THE continual delay in adopting a broadband policy is frustrating economic growth and developmental goals, and such a policy has to be implemented decisively, Communications Minister Yunus Carrim said on Monday.

He was speaking at the launch of the national consultative conference on the Information Communication Technologies (ICT) Policy green paper. The conference marked the beginning of the second round of public consultations in the ICT policy review process, which is evaluating the effect of existing ICT policies.

He said that in December the Cabinet had adopted SA Connect, which is the country’s broadband policy and strategy.

A key aspect was public-private partnerships to extend infra-structure for broadband. “The extension of broadband is utterly crucial to our ICT and economic growth and developmental goals — and SA Connect will be the broad framework within which almost all of our department’s work will be located for several years to come.
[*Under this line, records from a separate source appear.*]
PR #4801, opened 2025-10-14
Show system operations in block explorer.

afck:
## Motivation

`linera-explorer` doesn't show the contents of system operations and outgoing messages.

Here's what I tried:
```
cargo run --bin linera net up
```
Then I pasted the exports, made a transfer from the admin chain to another chain in my wallet, and started the service:
```
export LINERA_WALLET="/tmp/.tmpyTcUrm/wallet_0.json"
export LINERA_KEYSTORE="/tmp/.tmpyTcUrm/keystore_0.json"
export LINERA_STORAGE="rocksdb:/tmp/.tmpyTcUrm/client_0.db"
cargo run --bin linera -- wallet show
cargo run --bin linera -- transfer --from 9f2047e18cd35c7509fc118c1c1df6a88d936d450ac0c2ab4752b6cf51f81f1c --to 03479ab664451306a9bad6428f9b451527009c489fe21ade5e977411931d6942 0.1
cargo run --bin linera -- service --port 8080
```
In another tab the indexer:
```
cargo run --bin linera-indexer -- run-graph-ql
```
And in a fourth tab the explorer:
```
cd linera-explorer
npm run full
npm run serve
```
If I then open localhost:3000 in Chromium, I can't see who transferred how much.

## Proposal

Include structured information in the transaction metadata in GraphQL.

## Test Plan

Some tests were added, and I tried a transfer locally. The transaction now looks like this:

image

## Release Plan

    - be released in a new SDK.

## Links

### DIFF
--- a/linera-chain/src/data_types/metadata.rs
+++ b/linera-chain/src/data_types/metadata.rs
@@ -11,9 +11,7 @@ use linera_base::{
     identifiers::{Account, AccountOwner, ApplicationId, ChainId},
     ownership::{ChainOwnership, TimeoutConfig},
 };
-use linera_execution::{
-    system::AdminOperation, Message, Operation, SystemMessage, SystemOperation,
-};
+use linera_execution::{system::AdminOperation, Message, SystemMessage, SystemOperation};
 use serde::{Deserialize, Serialize};
 
 /// Timeout configuration metadata for GraphQL.
@@ -25,7 +23,8 @@ pub struct TimeoutConfigMetadata {
     pub base_timeout_ms: String,
     /// The duration by which the timeout increases after each single-leader round in milliseconds.
     pub timeout_increment_ms: String,
-    /// The age of an incoming tracked or protected message after which validators start transitioning to fallback mode, in milliseconds.
+    /// The age of an incoming tracked or protected message after which validators start
+    /// transitioning to fallback mode, in milliseconds.
     pub fallback_duration_ms: String,
 }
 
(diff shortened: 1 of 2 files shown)


linera-chain/src/data_types/core.rs
Twey, line 1: Let's put ‘core’ things directly in `mod.rs` rather than introducing the `core` name (which is nothing to do with `linera-core`)?

linera-chain/src/data_types/mod.rs
```diff
@@ -164,8 +168,8 @@ pub struct OperationMetadata {
     pub application_id: Option<ApplicationId>,
     /// For user operations, the serialized bytes (as a hex string for GraphQL)
     pub user_bytes_hex: Option<String>,
-    /// For system operations, the serialized bytes (as a hex string for GraphQL)
-    pub system_bytes_hex: Option<String>,
+    /// For system operations, structured representation
+    pub system_operation: Option<SystemOperationMetadata>,
```
deuszx, line 172: This is a breaking change, isn't it?

deuszx: Meaning it can't be backported to testnet.

afck: It changes the GraphQL schema, yes.

afck: Why can't it be backported? It just has to be used with the updated block explorer.

deuszx: Ah, sorry. I thought it's used in more places than just block explorer.

If it's not, I'd say its place isn't in here but in explorer-specific crate.

linera-chain/src/data_types/metadata.rs
```diff
@@ -0,0 +1,484 @@
...
+    /// The age of an incoming tracked or protected message after which validators start transitioning to fallback mode, in milliseconds.
+    pub fallback_duration_ms: String,
+}
+
+impl From<&TimeoutConfig> for TimeoutConfigMetadata {
+    fn from(config: &TimeoutConfig) -> Self {
+        TimeoutConfigMetadata {
+            fast_round_ms: config
+                .fast_round_duration
+                .map(|d| (d.as_micros() / 1000).to_string()),
```
afck, line 36: Not sure about this: We lose some precision here, and converting it back wouldn't necessarily result in the same timeout config.

On the other hand, we also use milliseconds in all other user-visible places, so most timeout configs will be whole milliseconds.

We need to implement SA Connect decisively,” he said.

The Department of Communications, which has had a turbulent couple of years, has continued to struggle to meet its targets, including broadband.

Its annual report last year showed that 46% of planned targets were not fully achieved.
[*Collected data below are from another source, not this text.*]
PR #4803, opened 2025-10-15
Use the BTreeMap for the `multi_get` in `LogView`.

MathieuDutSik:
## Motivation

It has emerged from #4789 that a `merge_get` is being done on some indices that can overlap.
This makes the `multi_get` a little bit slower than it should be.

## Proposal

Use a `BTreeMap` for accessing the keys.

## Test Plan

The CI.

## Release Plan

This change could be backported to the TestNet Conway.

## Links

None

### DIFF
--- a/linera-views/src/views/log_view.rs
+++ b/linera-views/src/views/log_view.rs
@@ -269,8 +269,11 @@ where
             }
             let values = self.context.store().read_multi_values(keys).await?;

The absence of a policy, which was highlighted by the Treasury in the medium-term budget policy statement last year, had dashed the government’s hopes of spreading broadband beyond the 15.8% of the population with access to the technology.
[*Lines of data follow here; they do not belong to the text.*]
PR #4804, opened 2025-10-15
[testnet] backport `multi_get` changes to `MapView` and protocol code (#4789, #4788, #4634)

MathieuDutSik:
Backport #4789, #4788, #4634

## Motivation

The `multi_get` was introduced in `MapView`, which provides some improvement to the protocol code.
The most affected is maybe `block_hashes`, which showed up as a slow part in the benchmarks.

## Proposal

The backport is clear.

## Test Plan

The CI.

## Release Plan

The backport to Conway is the point.

## Links

None

### DIFF
--- a/linera-chain/src/chain.rs
+++ b/linera-chain/src/chain.rs
@@ -1091,7 +1091,7 @@ where
             .flatten()
         {
             hashes.push(hash);
-	}
+        }
         Ok(hashes)
     }
 
--- a/linera-chain/src/chain.rs
+++ b/linera-chain/src/chain.rs
@@ -822,31 +822,43 @@ where
         }
 
         let recipients = block_execution_tracker.recipients();
-        let mut previous_message_blocks = BTreeMap::new();
-        for recipient in recipients {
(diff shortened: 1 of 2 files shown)


linera-chain/src/chain.rs
```diff
@@ -1068,10 +1080,17 @@ where
             Vec::new()
         };
         // Everything after (including) next_height in preprocessed_blocks if we have it.
-        for height in start.max(next_height).0..=end.0 {
-            if let Some(hash) = self.preprocessed_blocks.get(&BlockHeight(height)).await? {
-                hashes.push(hash);
-            }
+        let block_heights = (start.max(next_height).0..=end.0)
```
deuszx, line 1083: It'd be nice to implement the `Range` for `BlockHeight`.

deuszx (approved):
My [comment](https://github.com/linera-io/linera-protocol/pull/4789/files#r2428615564) from the original PR still stands: 

this is a low-level code that was added to a high-level protocol piece. It shouldn't be like this.

Approving since it's a backport.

The failure to roll out broadband expeditiously also made a mockery of the Department of Communications’s claim that it had prioritised broadband penetration for the next five years in a bid to achieve 100% access by 2020.

The Treasury said in its medium-term budget statement in 2012 that the department’s performance had not been up to scratch, due to delays in finalising the broadband strategy.

The green paper is aimed at revamping South Africa’s current misaligned ICT policies.

It will be taken across South Africa for public comments.

The 102-page, 12-chapter document deals with the need to amend and integrate current policies and regulations to take account of the rapid changes in the ICT space.